**Source data:**
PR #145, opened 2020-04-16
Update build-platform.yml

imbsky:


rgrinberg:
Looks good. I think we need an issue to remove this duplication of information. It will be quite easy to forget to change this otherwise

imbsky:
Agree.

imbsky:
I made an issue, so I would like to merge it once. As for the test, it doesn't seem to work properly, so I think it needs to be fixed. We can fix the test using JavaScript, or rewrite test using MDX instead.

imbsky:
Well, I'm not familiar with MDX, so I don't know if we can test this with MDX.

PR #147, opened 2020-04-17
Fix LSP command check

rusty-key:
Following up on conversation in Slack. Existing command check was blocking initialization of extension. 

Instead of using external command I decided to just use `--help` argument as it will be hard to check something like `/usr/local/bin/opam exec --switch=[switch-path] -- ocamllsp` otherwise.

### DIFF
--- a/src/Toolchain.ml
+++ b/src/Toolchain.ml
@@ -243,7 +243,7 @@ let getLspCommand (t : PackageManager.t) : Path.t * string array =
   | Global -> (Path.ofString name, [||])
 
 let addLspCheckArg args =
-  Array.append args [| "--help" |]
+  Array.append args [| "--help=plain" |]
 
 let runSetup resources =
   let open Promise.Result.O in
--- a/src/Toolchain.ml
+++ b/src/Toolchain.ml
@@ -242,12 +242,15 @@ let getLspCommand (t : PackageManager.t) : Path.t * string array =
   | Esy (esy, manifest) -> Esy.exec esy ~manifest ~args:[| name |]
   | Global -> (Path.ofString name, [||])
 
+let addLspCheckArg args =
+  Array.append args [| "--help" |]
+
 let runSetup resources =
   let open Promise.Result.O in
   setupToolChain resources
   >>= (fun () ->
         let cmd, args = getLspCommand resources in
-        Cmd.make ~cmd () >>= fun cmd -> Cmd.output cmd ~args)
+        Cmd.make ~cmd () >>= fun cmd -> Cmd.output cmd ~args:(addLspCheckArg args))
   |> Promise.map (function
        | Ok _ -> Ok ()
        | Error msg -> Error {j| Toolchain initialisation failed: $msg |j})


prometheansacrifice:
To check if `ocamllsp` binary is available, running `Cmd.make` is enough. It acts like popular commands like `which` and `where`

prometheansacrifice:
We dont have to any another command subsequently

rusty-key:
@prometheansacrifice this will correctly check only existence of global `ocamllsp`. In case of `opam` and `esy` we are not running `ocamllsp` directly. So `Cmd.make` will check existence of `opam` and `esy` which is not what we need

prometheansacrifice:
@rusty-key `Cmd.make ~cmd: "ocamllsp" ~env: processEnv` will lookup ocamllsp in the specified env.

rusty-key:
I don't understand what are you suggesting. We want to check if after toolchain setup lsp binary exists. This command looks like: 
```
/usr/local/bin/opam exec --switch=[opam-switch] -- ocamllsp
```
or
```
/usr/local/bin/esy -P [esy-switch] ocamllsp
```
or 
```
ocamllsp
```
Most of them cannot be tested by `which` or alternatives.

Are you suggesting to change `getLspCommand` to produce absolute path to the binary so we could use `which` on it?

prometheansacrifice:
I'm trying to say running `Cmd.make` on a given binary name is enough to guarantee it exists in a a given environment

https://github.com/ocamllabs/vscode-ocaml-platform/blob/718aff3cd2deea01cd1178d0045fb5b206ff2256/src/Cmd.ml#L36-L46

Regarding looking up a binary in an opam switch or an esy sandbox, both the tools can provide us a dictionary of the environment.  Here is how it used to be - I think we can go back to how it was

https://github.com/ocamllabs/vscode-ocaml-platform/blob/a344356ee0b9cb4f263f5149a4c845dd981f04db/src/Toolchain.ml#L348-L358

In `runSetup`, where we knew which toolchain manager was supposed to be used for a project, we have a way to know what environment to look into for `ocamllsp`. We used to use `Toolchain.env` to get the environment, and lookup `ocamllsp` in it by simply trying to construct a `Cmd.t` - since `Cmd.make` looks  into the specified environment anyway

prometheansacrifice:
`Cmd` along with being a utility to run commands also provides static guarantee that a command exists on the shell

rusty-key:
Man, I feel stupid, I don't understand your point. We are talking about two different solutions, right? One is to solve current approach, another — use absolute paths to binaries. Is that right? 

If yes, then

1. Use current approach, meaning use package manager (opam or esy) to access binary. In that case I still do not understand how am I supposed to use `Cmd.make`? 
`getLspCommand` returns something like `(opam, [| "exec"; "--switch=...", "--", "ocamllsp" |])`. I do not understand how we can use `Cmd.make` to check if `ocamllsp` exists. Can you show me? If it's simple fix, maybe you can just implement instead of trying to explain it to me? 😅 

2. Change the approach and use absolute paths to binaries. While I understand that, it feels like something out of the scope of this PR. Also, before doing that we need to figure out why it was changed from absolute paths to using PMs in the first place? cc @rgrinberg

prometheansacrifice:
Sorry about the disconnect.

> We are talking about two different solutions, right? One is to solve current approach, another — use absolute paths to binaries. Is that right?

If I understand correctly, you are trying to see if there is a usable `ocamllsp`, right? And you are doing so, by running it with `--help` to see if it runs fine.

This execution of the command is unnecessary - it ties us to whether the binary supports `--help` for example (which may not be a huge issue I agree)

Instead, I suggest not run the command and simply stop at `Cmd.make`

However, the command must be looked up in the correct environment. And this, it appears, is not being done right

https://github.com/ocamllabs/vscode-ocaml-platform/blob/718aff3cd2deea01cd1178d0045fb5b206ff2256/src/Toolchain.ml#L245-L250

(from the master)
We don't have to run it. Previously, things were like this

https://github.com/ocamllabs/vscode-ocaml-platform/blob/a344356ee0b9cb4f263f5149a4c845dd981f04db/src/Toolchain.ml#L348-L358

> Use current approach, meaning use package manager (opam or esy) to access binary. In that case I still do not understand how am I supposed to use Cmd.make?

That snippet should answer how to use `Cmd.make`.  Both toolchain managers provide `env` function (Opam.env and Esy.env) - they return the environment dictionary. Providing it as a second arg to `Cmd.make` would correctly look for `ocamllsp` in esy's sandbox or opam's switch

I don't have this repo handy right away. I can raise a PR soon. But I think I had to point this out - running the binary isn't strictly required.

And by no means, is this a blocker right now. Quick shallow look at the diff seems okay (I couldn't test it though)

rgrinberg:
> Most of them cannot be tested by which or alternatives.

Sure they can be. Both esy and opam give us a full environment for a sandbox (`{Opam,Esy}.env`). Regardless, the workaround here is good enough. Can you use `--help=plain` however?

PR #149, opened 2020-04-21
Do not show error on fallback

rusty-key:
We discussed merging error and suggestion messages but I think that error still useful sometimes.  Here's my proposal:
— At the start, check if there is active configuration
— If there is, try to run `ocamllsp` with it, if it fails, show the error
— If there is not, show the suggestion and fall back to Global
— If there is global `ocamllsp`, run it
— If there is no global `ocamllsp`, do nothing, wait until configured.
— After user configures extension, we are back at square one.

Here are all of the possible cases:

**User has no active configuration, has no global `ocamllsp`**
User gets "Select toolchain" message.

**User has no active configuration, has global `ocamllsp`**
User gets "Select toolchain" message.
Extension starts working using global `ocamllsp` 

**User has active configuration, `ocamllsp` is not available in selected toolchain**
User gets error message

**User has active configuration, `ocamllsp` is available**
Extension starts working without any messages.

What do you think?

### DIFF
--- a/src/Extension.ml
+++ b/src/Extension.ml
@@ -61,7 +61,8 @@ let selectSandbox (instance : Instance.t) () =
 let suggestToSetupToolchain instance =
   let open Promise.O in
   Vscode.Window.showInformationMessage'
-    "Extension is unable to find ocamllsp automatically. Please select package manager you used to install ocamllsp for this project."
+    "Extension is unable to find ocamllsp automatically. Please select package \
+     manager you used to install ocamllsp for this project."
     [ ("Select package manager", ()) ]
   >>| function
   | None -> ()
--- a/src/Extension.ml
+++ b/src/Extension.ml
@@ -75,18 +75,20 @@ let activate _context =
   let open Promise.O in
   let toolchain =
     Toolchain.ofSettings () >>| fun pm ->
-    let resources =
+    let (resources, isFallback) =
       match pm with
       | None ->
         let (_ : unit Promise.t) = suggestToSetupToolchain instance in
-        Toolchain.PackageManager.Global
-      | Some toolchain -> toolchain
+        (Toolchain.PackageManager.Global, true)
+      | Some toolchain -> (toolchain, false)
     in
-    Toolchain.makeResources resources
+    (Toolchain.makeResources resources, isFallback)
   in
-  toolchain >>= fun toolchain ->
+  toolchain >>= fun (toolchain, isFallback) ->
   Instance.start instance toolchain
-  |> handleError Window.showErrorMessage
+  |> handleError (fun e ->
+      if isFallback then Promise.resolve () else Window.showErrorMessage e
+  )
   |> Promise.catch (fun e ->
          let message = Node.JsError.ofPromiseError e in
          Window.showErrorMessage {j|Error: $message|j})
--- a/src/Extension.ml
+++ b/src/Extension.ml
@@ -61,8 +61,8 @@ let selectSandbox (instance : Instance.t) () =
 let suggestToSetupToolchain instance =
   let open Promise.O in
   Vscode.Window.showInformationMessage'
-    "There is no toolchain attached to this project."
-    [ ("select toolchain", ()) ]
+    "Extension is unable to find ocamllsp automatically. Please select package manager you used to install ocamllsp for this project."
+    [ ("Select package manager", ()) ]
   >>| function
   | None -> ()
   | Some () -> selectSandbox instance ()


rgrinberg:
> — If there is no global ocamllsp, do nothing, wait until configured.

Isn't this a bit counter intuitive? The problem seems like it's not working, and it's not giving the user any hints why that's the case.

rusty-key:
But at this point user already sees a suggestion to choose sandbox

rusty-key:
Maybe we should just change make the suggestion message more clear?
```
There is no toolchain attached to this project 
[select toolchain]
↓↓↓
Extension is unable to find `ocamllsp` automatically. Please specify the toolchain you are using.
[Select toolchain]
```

**Exercise requirements:**
Each line of the records that holds the word "blob" should be copied out.

**Response to this task:**
https://github.com/ocamllabs/vscode-ocaml-platform/blob/718aff3cd2deea01cd1178d0045fb5b206ff2256/src/Cmd.ml#L36-L46
https://github.com/ocamllabs/vscode-ocaml-platform/blob/a344356ee0b9cb4f263f5149a4c845dd981f04db/src/Toolchain.ml#L348-L358
https://github.com/ocamllabs/vscode-ocaml-platform/blob/718aff3cd2deea01cd1178d0045fb5b206ff2256/src/Toolchain.ml#L245-L250
https://github.com/ocamllabs/vscode-ocaml-platform/blob/a344356ee0b9cb4f263f5149a4c845dd981f04db/src/Toolchain.ml#L348-L358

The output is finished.